§ WORK ITEM:
An exact copy of every entry is the required answer.

§ DATA SECTION:

PR #319, opened 2022-04-28
Add leave_one_out_conditional method

akleeman:
This PR adds a convenience methods for computing the leave one out cross validated predictions given a prior distribution and truth.  The leave one out predictions are already available when starting with a Gaussian process:
```
  auto model = MakeGaussianProcess().get_model();
  LeaveOneOutGrouper loo;
  const auto loo_marginal = model.cross_validate().predict(dataset, loo).marginal();
```
But sometimes it's useful to be able to do the same sort of computations using a posterior distribution.  For example, you might fit a model to some set of data, make a posterior prediction of a held out set and then want the leave one out predictions starting with the posterior,
```
const JointDistribution posterior = model.fit(large_dataset).predict(held_out.features).joint();
const MarginalDistribiont loo_posterior = leave_one_out_conditional(posterior, held_out.targets);
```

### DIFF
--- a/include/albatross/src/evaluation/cross_validation_utils.hpp
+++ b/include/albatross/src/evaluation/cross_validation_utils.hpp
@@ -131,15 +131,38 @@ cross_validated_scores(const PredictionMetric<Eigen::VectorXd> &metric,
   return cross_validated_scores(metric, folds, predictions.apply(get_mean));
 }
 
-inline Eigen::VectorXd
-leave_one_out_conditional_variance(const Eigen::MatrixXd &covariance) {
+inline Eigen::VectorXd leave_one_out_conditional_variance(
+    const Eigen::SerializableLDLT &covariance_ldlt) {
   // The leave one out variance will be the inverse of the diagonal of the
   // inverse of covariance (that's a mouthful!) For details see Equation 5.12 of
   // Gaussian Processes for Machine Learning
-  return Eigen::SerializableLDLT(covariance)
-      .inverse_diagonal()
-      .array()
-      .inverse();
+  return covariance_ldlt.inverse_diagonal().array().inverse();
+}
+
+inline Eigen::VectorXd
+leave_one_out_conditional_variance(const Eigen::MatrixXd &covariance) {
+  return leave_one_out_conditional_variance(
+      Eigen::SerializableLDLT(covariance));
+}
+
+inline MarginalDistribution
+leave_one_out_conditional(const JointDistribution &prior,
+                          const MarginalDistribution &truth) {
+  // Computes the conditional distribution of each variable conditional on
+  // all others.
+  //
+  // For details see Equation 5.12 of Gaussian Processes for Machine Learning
+
+  Eigen::MatrixXd covariance = prior.covariance;
+  covariance += truth.covariance;
+
+  Eigen::SerializableLDLT ldlt(covariance);
+  const Eigen::VectorXd loo_variance = leave_one_out_conditional_variance(ldlt);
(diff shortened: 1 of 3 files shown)


include/albatross/src/evaluation/cross_validation_utils.hpp
```diff
@@ -131,15 +131,38 @@ cross_validated_scores(const PredictionMetric<Eigen::VectorXd> &metric,
...
+
+inline MarginalDistribution
+leave_one_out_conditional(const JointDistribution &prior,
+                          const MarginalDistribution &truth) {
+  // Computes the conditional distribution of each variable conditional on
+  // all others.
+  //
+  // For details see Equation 5.12 of Gaussian Processes for Machine Learning
+
+  Eigen::MatrixXd covariance = prior.covariance;
```
peddie, line 156: You should be able to avoid an extra copy of the whole matrix by doing

```
Eigen::SerializableLDLT ldlt(prior.covariance + truth.covariance);
```

tests/test_cross_validation.cc
```diff
@@ -169,6 +169,26 @@ TEST(test_crossvalidation, test_leave_one_out_conditional_variance) {
   EXPECT_LE((loo_marginal.covariance.diagonal() - loo_variance).norm(), 1e-8);
 }
 
+TEST(test_crossvalidation, test_leave_one_out_conditional) {
```
peddie, line 172: Do you want to test that you see an outlier assigned appropriate low likelihood when left out?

§ TASK ANSWER:
PR #319, opened 2022-04-28
Add leave_one_out_conditional method

akleeman:
This PR adds a convenience methods for computing the leave one out cross validated predictions given a prior distribution and truth.  The leave one out predictions are already available when starting with a Gaussian process:
```
  auto model = MakeGaussianProcess().get_model();
  LeaveOneOutGrouper loo;
  const auto loo_marginal = model.cross_validate().predict(dataset, loo).marginal();
```
But sometimes it's useful to be able to do the same sort of computations using a posterior distribution.  For example, you might fit a model to some set of data, make a posterior prediction of a held out set and then want the leave one out predictions starting with the posterior,
```
const JointDistribution posterior = model.fit(large_dataset).predict(held_out.features).joint();
const MarginalDistribiont loo_posterior = leave_one_out_conditional(posterior, held_out.targets);
```

### DIFF
--- a/include/albatross/src/evaluation/cross_validation_utils.hpp
+++ b/include/albatross/src/evaluation/cross_validation_utils.hpp
@@ -131,15 +131,38 @@ cross_validated_scores(const PredictionMetric<Eigen::VectorXd> &metric,
   return cross_validated_scores(metric, folds, predictions.apply(get_mean));
 }
 
-inline Eigen::VectorXd
-leave_one_out_conditional_variance(const Eigen::MatrixXd &covariance) {
+inline Eigen::VectorXd leave_one_out_conditional_variance(
+    const Eigen::SerializableLDLT &covariance_ldlt) {
   // The leave one out variance will be the inverse of the diagonal of the
   // inverse of covariance (that's a mouthful!) For details see Equation 5.12 of
   // Gaussian Processes for Machine Learning
-  return Eigen::SerializableLDLT(covariance)
-      .inverse_diagonal()
-      .array()
-      .inverse();
+  return covariance_ldlt.inverse_diagonal().array().inverse();
+}
+
+inline Eigen::VectorXd
+leave_one_out_conditional_variance(const Eigen::MatrixXd &covariance) {
+  return leave_one_out_conditional_variance(
+      Eigen::SerializableLDLT(covariance));
+}
+
+inline MarginalDistribution
+leave_one_out_conditional(const JointDistribution &prior,
+                          const MarginalDistribution &truth) {
+  // Computes the conditional distribution of each variable conditional on
+  // all others.
+  //
+  // For details see Equation 5.12 of Gaussian Processes for Machine Learning
+
+  Eigen::MatrixXd covariance = prior.covariance;
+  covariance += truth.covariance;
+
+  Eigen::SerializableLDLT ldlt(covariance);
+  const Eigen::VectorXd loo_variance = leave_one_out_conditional_variance(ldlt);
(diff shortened: 1 of 3 files shown)


include/albatross/src/evaluation/cross_validation_utils.hpp
```diff
@@ -131,15 +131,38 @@ cross_validated_scores(const PredictionMetric<Eigen::VectorXd> &metric,
...
+
+inline MarginalDistribution
+leave_one_out_conditional(const JointDistribution &prior,
+                          const MarginalDistribution &truth) {
+  // Computes the conditional distribution of each variable conditional on
+  // all others.
+  //
+  // For details see Equation 5.12 of Gaussian Processes for Machine Learning
+
+  Eigen::MatrixXd covariance = prior.covariance;
```
peddie, line 156: You should be able to avoid an extra copy of the whole matrix by doing

```
Eigen::SerializableLDLT ldlt(prior.covariance + truth.covariance);
```

tests/test_cross_validation.cc
```diff
@@ -169,6 +169,26 @@ TEST(test_crossvalidation, test_leave_one_out_conditional_variance) {
   EXPECT_LE((loo_marginal.covariance.diagonal() - loo_variance).norm(), 1e-8);
 }
 
+TEST(test_crossvalidation, test_leave_one_out_conditional) {
```
peddie, line 172: Do you want to test that you see an outlier assigned appropriate low likelihood when left out?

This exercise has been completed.